##### MATERIAL SUPPLIED

PR #952, opened 2024-06-04
neonvm: Switch to kernel 6.6.32

sharnoff:
As of 2024-06-03, www.kernel.org says this is the most recent version of the 6.6.x LTS branch.

Did the same thing as in #950. Like that PR, this is also in order to explore if it's a potential solution to neondatabase/cloud#10622.


sharnoff:
This did not improve the situation with neondatabase/cloud#10622, even though #950 (kernel 6.1.92) did. Closing this PR -- it's easy enough to resurrect at a future date, if we want.

PR #953, opened 2024-06-04
neonvm/kernel-builder: Improve caching across kernel versions

sharnoff:
Changing `KERNEL_VERSION` means you have re-run `apt-get install`, which can take a while. Hit this while working on https://www.notion.so/neondatabase/59c9e9b2619e4ccd8fbb99e9b0cb1a89.

~~TODO - double-check that it actually doesn't cache without this, and this works as intended.~~


neonvm/hack/kernel/Dockerfile.kernel-builder
```diff
@@ -1,11 +1,14 @@
...
+FROM ubuntu:23.10 AS check-arg
 ARG KERNEL_VERSION
+WORKDIR /build
 
 RUN set -e \
-    && echo "Build linux  kernel ${KERNEL_VERSION}" \
-    && test -n "${KERNEL_VERSION}"
+    && echo "Build linux kernel ${KERNEL_VERSION}" \
+    && test -n "${KERNEL_VERSION}" \
+    && echo "force this as a requirement for build-deps" > /build/arg-check-succeeded
```
Omrigan, line 9: Why not just put this part after the apt-get?

sharnoff: We could. I implemented it this way because I liked that previously, if there was an issue with `KERNEL_VERSION`, it would show up right away -- instead of needing to wait for `apt-get install` to run first (which can take a while).

Omrigan (approved):

PR #928, opened 2024-05-07
Upgrade k8s dependencies to 1.26.15 

SergeyMelnikov:
The plan is after all clusters are upgraded to rebase this on top of main and merge.

- currently based on main
- uses 1.26 k3d, kind, kuttl versions for tests
- cluster-autoscaler patch just works with the new version

cc: https://github.com/neondatabase/cloud/issues/7922

PR #956, opened 2024-06-06
Fix k3s cluster detection

SergeyMelnikov:
When upgrading k3d cluster to 1.26 in https://github.com/neondatabase/autoscaling/pull/928 k3d cluster nodes are getting renamed into `K3s v1.26.15+k3s1` instead of `K3s dev`.
We rely on this to find containerd socket in e2e tests, so they breaks.
Let's detect if we are running inside k3d cluster using `K3s` prefix.


neonvm/main.go
```diff
@@ -245,7 +246,7 @@ func checkIfRunningInK3sCluster(cfg *rest.Config) (bool, error) {
 	}
 
 	for _, node := range nodes.Items {
-		if node.Status.NodeInfo.OSImage == "K3s dev" {
+		if strings.Contains(node.Status.NodeInfo.OSImage, "K3s") {
```
sharnoff, line 249: WDYT about checking if it starts with k3s, rather than contains?

sharnoff (approved):
Nice- thanks! approval, pending one comment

##########

What number of lines in the data above include the string "nodes"? Answer with that number only.

### TASK OUTPUT
2